I know we can have a vertical line , something like $(\pi, y)$ for $y$ in some interval, or a horizontal line, something like $(x, \pi)$ for $x$ in some interval, that contains no points $(q_1, q_2)$ s.t. $q_1, q_2 \in \mathbb{Q}$.
I believe that it is possible to have a (continuous, straight) diagonal line segment that has no rational points (mostly because I am unable to prove otherwise!).
Are there any examples of a line like this?
On
You need to take two $\mathbb Q$ linearly independent irrational numbers in $\mathbb R$, $x$ and $y$ (I think $\pi$ and $e$ would do the trick), and look at something like $t(x,y)+(a,b)$ where $a$ and $b$ are rational.
Since $\mathbb Q$ is a field (you can add, subtract, multiply AND divide rational numbers), you can think of $\mathbb R$ as a $\mathbb Q$ vector space! It's infinite dimensional, but there are still bases. There are certainly numbers which are linearaly independent, i.e. there is $x$ and $y$ in $\mathbb R$ such that there are no non-zero rational numbers $a,b$ such that $ax + by = 0$, which has to be the case if you are going to get a rational point on $t(x,y)$.
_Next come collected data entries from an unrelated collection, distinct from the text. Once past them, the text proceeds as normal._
Issue #222, opened 2016-01-13
Expose Request-ID header


olalonde:
Exposing the Request-ID header field would be extremely useful (e.g. to prevent double processing response of API call vs webhook events).

olalonde:
I exposed the whole res object instead as a non enumerable property to maintain backwards compatibility and cleaner console.logs.

brandur:
See also #223.

brandur:
This was fixed by #223.

PR #223, opened 2016-01-13
Expose ._res property on resources. Fixes issue #222

olalonde:


brandur:
Nice! Thanks for the patch!

What do you think about calling it something like `lastResponse` to match the naming in the similar PHP functionality (see stripe/stripe-php#206)?

olalonde:
Yes, sure. `lastResponse` or `_lastResponse`?

brandur:
@olalonde I believe that the leading underscore here is a convention being used in place of JavaScript's missing visibility modifiers. Because we're intending to use `lastResponse` from outside of `StripeResource` objects, I'd vote to have no leading underscore.

olalonde:
Ok, done :+1:

brandur:
Great! And thanks a lot for adding the test as well.

brandur:
Released as 4.2.0.

olalonde:
Thanks!

PR #229, opened 2016-02-06
Added support for the CountrySpec endpoint

remistr:
r? @brandur 

The tests are really lacking here but other specs were as empty. Let me know if we should ensure that the data returned is valid.


brandur:
Holy Remi, you are on a mission! Thanks!

brandur:
Released as 4.4.0.

PR #241, opened 2016-04-19
Remove eval from url interpolator

implausible:
makeURLInterpolator requires use of eval to create a function which interpolates url strings in constant time.

By taking a small increase in interpolator complexity to linear time with respect to parts interpolated, we can improve the security of stripe-node. This also helps this package conform to security requirements an electron application might have.

### DIFF
--- a/lib/utils.js
+++ b/lib/utils.js
@@ -31,7 +31,6 @@ var utils = module.exports = {
   },
 
   /**
-   * https://gist.github.com/padolsey/6008842
    * Outputs a new function with interpolated object property values.
    * Use like so:
    *   var fn = makeURLInterpolator('some/url/{param1}/{param2}');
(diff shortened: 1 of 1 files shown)


matthewarkin:
To be fair, you most likely do not want to be using stripe-node in an electron application environment. Doing so would mean you're shipping your secret API key as part of the application which ends up being a major security issue. Opening up an electron application package and viewing your source code is pretty easy, so essentially anyone can then steal your API key and create fraudulent charges, perform card testing, or refund all your charges.

brandur:
> To be fair, you most likely do not want to be using stripe-node in an electron application environment. Doing so would mean you're shipping your secret API key as part of the application which ends up being a major security issue

+1.

FWIW, I'm generally supportive of an effort to remove evals whether it's for Electron or not. This is a subjective observation, but I find that the new version of the method is generally quite hard to follow compared to the current implementation, which I think is a drawback that somewhat counteracts the added benefit.

I wonder if there's something we can do here to refactor/clarify the new implementation? Ideally, we'd probably be looking for something that's as legible as the current one.

implausible:
> Opening up an electron application package and viewing your source code is pretty easy, so essentially anyone can then steal your API key and create fraudulent charges, perform card testing, or refund all your charges.
This is a fair assessment. I was doing a mock-up of 'what could be', not 'what will be' when I discovered that the CSP was triggered. Still, I thought it was worth it to refactor.
>  I find that the new version of the method is generally quite hard to follow compared to the current implementation, which I think is a drawback that somewhat counteracts the added benefit.
I was also unsure of how much the current stripe team cares about the runtime efficiency of this function, so I tried to keep it as close to quick as possible. If the current team is in agreement, I could definitely lop off a ton of code and improve the readability by just performing a runtime regex replace. What do you think?

implausible:
I've gone ahead and rewritten it to be as readable as before.

brandur:
@implausible Cool, this works for me. It may be less runtime performant than the other version, but doing a regex find/replace shouldn't be too bad, and I kind of like how the function becomes quite a bit easier to follow (i.e. [doesn't need a dedicated blog post to explain it](http://james.padolsey.com/javascript/straight-up-interpolation/)). Thanks!

PR #248, opened 2016-05-25
Support returning orders

rasmusrygaard:
r? @stripe/api-libraries 
cc @jimdanz

### DIFF
--- a/lib/resources/Orders.js
+++ b/lib/resources/Orders.js
@@ -23,4 +23,10 @@ module.exports = StripeResource.extend({
     urlParams: ['id'],
   }),
 
+  order_return: stripeMethod({
+    method: 'POST',
+    path: '/{id}/returns',
+    urlParams: ['id'],
+  }),
+
 });
--- a/lib/resources/Orders.js
+++ b/lib/resources/Orders.js
@@ -19,14 +19,14 @@ module.exports = StripeResource.extend({
 
   pay: stripeMethod({
     method: 'POST',
-    path: '/{id}/pay',
-    urlParams: ['id'],
+    path: '/{orderId}/pay',
+    urlParams: ['orderId'],
   }),
 
-  order_return: stripeMethod({
+  returnOrder: stripeMethod({
     method: 'POST',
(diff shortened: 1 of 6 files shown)


lib/resources/Orders.js
```diff
@@ -23,4 +23,10 @@ module.exports = StripeResource.extend({
     urlParams: ['id'],
   }),
 
+  order_return: stripeMethod({
```
brandur: I notice a lot of the other binding pulls were flipped compared to this one (i.e. "return order" versus "order return"). Is there a reason

Also, I think the convention in Node (or within this library at least) is to use camel casing for method names.

lib/resources/Orders.js
```diff
@@ -23,4 +23,10 @@ module.exports = StripeResource.extend({
...
+    method: 'POST',
+    path: '/{id}/returns',
+    urlParams: ['id'],
```
brandur: I notice that other resource helpers seem to name parameters with a resource prepended (i.e. `orderId`), and we might want to match that here. See [here](https://github.com/stripe/stripe-node/blob/71e34ef44e80675cfc7c16420233013e6355a7ef/lib/resources/Invoices.js#L12,L16) for example.

brandur:
@rasmusrygaard Left a couple minor comments, but awesome work! Thanks for fixing up the list in the README too.

rasmusrygaard:
Thanks for the comments @brandur. I cleaned up the code to be more consistent and use `returnOrder`!

test/resources/Orders.spec.js
```diff
@@ -102,6 +102,22 @@ describe('Order Resource', function() {
     });
   });
 
+  describe('order_return', function() {
```
brandur: Looks like one last vestigial `order_return` here. Looks good otherwise!

rasmusrygaard: Well that's embarrassing, good catch! Fixed

brandur:
Released as 4.7.0.

PR #254, opened 2016-07-19
Add support for the Source resource

spolu:
This PR adds support for the Source API resource.

### DIFF
--- a/lib/resources/Sources.js
+++ b/lib/resources/Sources.js
@@ -1,8 +1,6 @@
 'use strict';
 
 var StripeResource = require('../StripeResource');
-var stripeMethod = StripeResource.method;
-var utils = require('../utils');
 
 module.exports = StripeResource.extend({
 
--- a/lib/resources/Sources.js
+++ b/lib/resources/Sources.js
@@ -1,0 +1,15 @@
+'use strict';
+
+var StripeResource = require('../StripeResource');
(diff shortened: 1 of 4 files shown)


lib/resources/Sources.js
```diff
@@ -0,0 +1,15 @@
+'use strict';
+
+var StripeResource = require('../StripeResource');
+var stripeMethod = StripeResource.method;
+var utils = require('../utils');
```
brandur: I know that imports are a bit of a mess right now, but maybe just for strict correctness, drop both `stripeMethod` and `utils` here; neither are needed.

package.json
```diff
@@ -1,6 +1,6 @@
 {
   "name": "stripe",
-  "version": "4.8.0",
+  "version": "4.8.1",
```
brandur: I think by semver we'd bump the minor version rather than patch.

Want to just leave this out of the pull though? I'll take care of it and the rest of the release separately.

brandur:
@spolu Left a couple comments above, but overall looks good! Thanks.

ptal @spolu

spolu:
Thanks @brandur! updated. PTAL

brandur:
LGTM!

brandur:
Released as 4.9.0.

spolu:
Thanks @brandur!

PR #267, opened 2016-09-16
Add SubscriptionItem object

jxu577:
Add SubscriptionItem object to support list, retrieve, create, update, deletion on subscriptions items through `v1/subscription_items`. Note that documentation for this endpoint in the README has yet to be filled out since this feature is still in development.


kyleconroy:
👍

PR #259, opened 2016-08-22
URI-encode all fields of User-Agent

brandur:
URI-encodes all fields of the JSON version of the Stripe User-Agent
field in case something like the system `uname` contains a special
character.

Fixes #246.

r? @dpetrovics Mind taking a look at this?

PR #270, opened 2016-09-26
Remove Lodash dependency

brandur:
Lodash is being used in relatively few places and as described in #259
can cause some problems in transforming objects to versions that cannot
be properly encoded.

Here we remove Lodash. Much of its functionality has been added to ES6
anyway, so we can eventually even remove some of the vendored functions
that we have.

Fixes a report received in #259.

### DIFF
--- a/lib/utils.js
+++ b/lib/utils.js
@@ -3,100 +3,18 @@
 var qs = require('qs');
 
 var hasOwn = {}.hasOwnProperty;
-var toString = {}.toString;
+var isPlainObject = require('lodash.isplainobject');
 
 var utils = module.exports = {
-
-  // Note that in ES6 all uses of this can just be replaced with Object.assign.
-  // Given a few more years we should drop this function completely.
-  assign: function(o1, o2) {
-    for (var attr in o2) {
-      o1[attr] = o2[attr];
-    }
-    return o1;
-  },
 
   isAuthKey: function(key) {
     return typeof key == 'string' && /^(?:[a-z]{2}_)?[A-z0-9]{32}$/.test(key);
   },
 
   isOptionsHash: function(o) {
-    return utils.isPlainObject(o) && ['api_key', 'idempotency_key', 'stripe_account'].some(function(key) {
+    return isPlainObject(o) && ['api_key', 'idempotency_key', 'stripe_account'].some(function(key) {
       return o.hasOwnProperty(key);
     });
-  },
-
-  /**
-   * Checks if `value` is a plain object, that is, an object created by the
-   * `Object` constructor or one with a `[[Prototype]]` of `null`.
-   *
-   * Note that this function is vendored from Lodash with some minor
-   * modifications.
-   *
-   * @static
-   * @memberOf utils
-   * @category Lang
-   * @param {*} value The value to check.
-   * @returns {boolean} Returns `true` if `value` is a plain object, else `false`.
-   * @example
-   *
-   * function Foo() {
-   *   this.a = 1;
-   * }
-   *
-   * utils.isPlainObject(new Foo);
-   * // => false
-   *
-   * utils.isPlainObject([1, 2, 3]);
-   * // => false
-   *
-   * utils.isPlainObject({ 'x': 0, 'y': 0 });
-   * // => true
-   *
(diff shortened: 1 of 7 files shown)


brandur:
@floatingLomas @SlexAxton Hey! One thing that we used from Lodash was a function that would allow us to check whether an object was "plain" (i.e. just one with basic key/value pairs) which seems to be useful when checking certain function parameters so that we can ensure that nothing crazy gets passed in. Here I ended up vendoring this method into `utils` because it seems like something that couldn't hurt for us to keep doing. I'll be the first to admit that I'm a bit of a JS novice though, and wouldn't mind a second opinion if either one of you would be willing to give one.

The premise of removing Lodash in the first place is also not a sacred cow. It seems to be causing a few issues (#259) and we have such a minimal need for it that it seems reasonable to me to get rid of it, but let me know if you disagree here.

lib/utils.js
```diff
@@ -1,25 +1,102 @@
...
 var hasOwn = {}.hasOwnProperty;
 var toString = {}.toString;
 
 var utils = module.exports = {
 
+  // Note that in ES6 all uses of this can just be replaced with Object.assign.
+  // Given a few more years we should drop this function completely.
+  assign: function(o1, o2) {
+    for (var attr in o2) {
+      o1[attr] = o2[attr];
```
asessa: if (typeof o2[attr] !== 'function')

asessa:
Hey @brandur, I've found the problem and it's external to stripe-node. In my case Object is extended by the web framework.
As utils.assign is used for headers, I recommend to check also for content type to avoid conflicts.

lib/utils.js
```diff
@@ -1,25 +1,102 @@
...
+    }
+    return o1;
+  },
```
SlexAxton: This is a pretty naive implementation. I'd feel much more comfortable bringing in something like the `object-assign` module to do just this. https://www.npmjs.com/package/object-assign

lib/utils.js
```diff
@@ -1,25 +1,102 @@
...
   },
 
-  isObject: function(o) {
-    return _.isPlainObject(o);
+  /**
+   * Checks if `value` is a plain object, that is, an object created by the
+   * `Object` constructor or one with a `[[Prototype]]` of `null`.
+   *
+   * Note that this function is vendored from Lodash with some minor
+   * modifications.
```
SlexAxton: Seem again like we could just pull in https://www.npmjs.com/package/lodash.isplainobject and be safer.

SlexAxton:
I don't feel suuuuuuuuuper strongly, but I don't think it's harmful to pull in dependencies like this, especially in the node world.

floatingLomas:
Looks kool, but as an alternative, all the lodash methods are individually packaged, so we could just include [isPlainObject](https://www.npmjs.com/package/lodash.isplainobject) on its own.

brandur:
@SlexAxton @floatingLomas Nice. Thanks a lot for the quick responses guys!

I think I've integrated all your feedback. I pulled out `lodash` in favor of `lodash.isplainobject` (which I didn't know about before — nice), and I've also put in the `object-assign` ponyfill for now.

It looks like @asessa's original problem may have been unrelated to lodash, but I feel like overall this change is still for the best: we get a path to a complete ES6 implementation instead of the relatively specialized `extend`, and we also just decrease the total dependency surface area.

r? @floatingLomas Would you mind taking a more complete review pass here if you have some time? Thanks!

asessa:
Hey @brandur, latest commit using object-assign also solves my problem.

brandur:
> Hey @brandur, latest commit using object-assign also solves my problem.

Excellent to hear! Thanks for following up.

floatingLomas:
lgtm

I'm not 100% certain on the differences in behavior (if any) between `for (var k in data)` vs `_.forEach()`, but it's all just swapping ~equivalent functions, so I'm pretty sure it's cool.

SlexAxton:
The only difference is the scope that the function runs in, which isn't an issue here. Also we're filtering on `hasOwnProperty` so it's all pretty safe/good.

floatingLomas:
Awesomo. :+1:

brandur:
@floatingLomas @SlexAxton Thanks again guys!

PR #271, opened 2016-09-27
Add tests for items encoding

kyleconroy:


lib/StripeMethod.js
```diff
@@ -22,6 +22,7 @@ function stripeMethod(spec) {
                   : utils.makeURLInterpolator(spec.path || '');
   var requestMethod = (spec.method || 'GET').toUpperCase();
   var urlParams = spec.urlParams || [];
+  var encode = spec.encode || function(data) {return data;};
```
brandur: Mind documenting this with the other parameters above?

lib/resources/Subscriptions.js
```diff
@@ -3,15 +3,37 @@
 var StripeResource = require('../StripeResource');
 var stripeMethod = StripeResource.method;
 
+function encode(data) {
+  if (Array.isArray(data.items)) {
+    var items = {};
+    data.items.map(function(item, i) {
```
brandur: Can we put this in `utils` under `arrayToObject` a little like in Ruby? (and with a test)

lib/StripeMethod.js
kyleconroy: Fixed

lib/resources/Subscriptions.js
kyleconroy: Fixed

kyleconroy:
@brandur can you take a second look?

brandur:
@kyleconroy Thanks!

LGTM.

PR #272, opened 2016-10-14
Support 403 status codes

jflinter:


brandur:
Similar to PHP, can we call this one `StripePermissionsError` for consistency? Thanks!

jflinter:
re-r? @brandur

Issue #290, opened 2016-12-26
Bug of card


jet-snowman:
Hi there! I have a problem when I tried to create card for some customer. I also tried example on index page and got the same error. 

This is the example:

```node
stripe.customers.create({
  email: 'foo-customer@example.com'
}).then(function(customer){
  return stripe.customers.createSource(customer.id, {
    object: 'card',
    exp_month: 10,
    exp_year: 2018,
    number: '4242 4242 4242 4242',
    cvc: 100
  });
}).then(function(source) {
  return stripe.charges.create({
    amount: 1600,
    currency: 'usd',
    customer: source.customer
  });
}).then(function(charge) {
  // New charge created on a new customer
}).catch(function(err) {
  // Deal with an error
});
```

Response:
```
{ [Error: Missing required param: source.]
  type: 'StripeInvalidRequestError',
  rawType: 'invalid_request_error',
  code: undefined,
  param: 'source',
  message: 'Missing required param: source.',
  detail: undefined,
  raw:
   { type: 'invalid_request_error',
     message: 'Missing required param: source.',
     param: 'source',
     statusCode: 400,
     requestId: 'req_9ofKRcFXZEvl2X' },
  requestId: 'req_9ofKRcFXZEvl2X',
  statusCode: 400 }
```

I've read the documentation and the field source is required but in example and even in test files I don't see this field.

Stripe: 4.14.0
Node js: 5.11
npm: 3.8.6

sosnovsky:
I have the same problem :(

fred-stripe:
Hi @jet-snowman @sosnovsky, what you need to do is pass the `source` as a dictionary as similar to the Stripe API example for creating a token:

https://stripe.com/docs/api/node#create_card_token

```
stripe.customers.create({
  email: 'customer@example.com'
}).then(function(customer){
  return stripe.customers.createSource(customer.id, {
    source: {
        object: 'card',
        exp_month: 10,
        exp_year: 2018,
        number: '4242 4242 4242 4242',
        cvc: 100
     }
  });
}).then(…)
```

See also:
- https://stripe.com/docs/api/node#create_token
- https://stripe.com/docs/api/node#create_card


Unfortunately the example in the README on this repository is incorrect, and Stripe's API example shows how to create a card from a token, not directly from a card number. You should generally be using Stripe.js to tokenize card numbers instead of sending them to the API directly:

sosnovsky:
@fred-stripe thanks for solution!

[...]

PR #291, opened 2016-12-28
Fix example in README.md

fred-stripe:
Source properties should be under a top-level `source` key in the create source request. See confusion in #290.

r? @brandur


dpetrovics-stripe:
Thanks for this, @fred-stripe!

LGTM

Issue #367, opened 2017-08-03
`jscs` ded.  Can we replace it?


jlomas-stripe:
Per [this](https://medium.com/@markelog/jscs-end-of-the-line-bc9bf0b3fdb2#.3qrw9jwnz), jscs is no more.  And ... I end up with a 'JavaScript heap out of memory' error every time I try to run it locally...

Can we move to ESLint?

brandur-stripe:
Yep, make sense to me.

jlomas-stripe:
\o/

Ok, I will take a run at it.  Thanks! :)

jlomas-stripe:
Welp, I don't think that's going to work.  [stripe/eslint-config-stripe](https://github.com/stripe/eslint-config-stripe) is a thing, but it seems to be all ES6y and meant for / coupled with React - i.e., includes some React/JSX-specific dependencies, which definitely don't need to be included in this repo just to get ESLint working.

It would be good to move this repo towards using ESLint, but I'm not sure what the best strategy is here - thoughts?

AdriVanHoudt:
@jlomas-stripe try `eslint --init` ;)

deontologician-stripe:
Looks like @ob-stripe is working on this in #383

ob-stripe:
Closed via #383.

PR #382, opened 2017-09-12
Drop support for Node < 4

ob-stripe:
r? @brandur-stripe 
cc @stripe/api-libraries 

As discussed internally, we should drop support for Node 0.x. The last 0.x branch (v0.12.x) reached EOL on 2016-12-31 [0], and per #367 we need to switch the linter to ESLint which only supports Node >= 4.

This is a breaking change and will require a major version bump, as happened last time we dropped support for an older Node version (stripe-node 3.0.0 [1]).

[0] https://github.com/nodejs/LTS#release-schedule1
[1] https://github.com/stripe/stripe-node/blob/master/CHANGELOG.md


brandur-stripe:
LGTM.

brandur-stripe:
Released as 5.0.0.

Here's a very simple example. Let $\alpha$ be any irrational number. Then the line consisting of points of the form $(t,t+\alpha)$ contains no rational points. Indeed, if both $t$ and $t+\alpha$ were rational, then $(t+\alpha)-t=\alpha$ would be rational as well, which is a contradiction.
More generally, any non-vertical line is the graph of a function $f(t)=at+b$ for some $a,b\in\mathbb{R}$. If such a graph contains a rational point, that means there are rational numbers $q$ and $t$ such that $q=at+b$, or $b=q-at$. For any fixed $a$, there are only countably many numbers of the form $q-at$ for $q,t\in\mathbb{Q}$, so for all but countably many choices of $b$, the graph of $f(t)=at+b$ contains no rational points.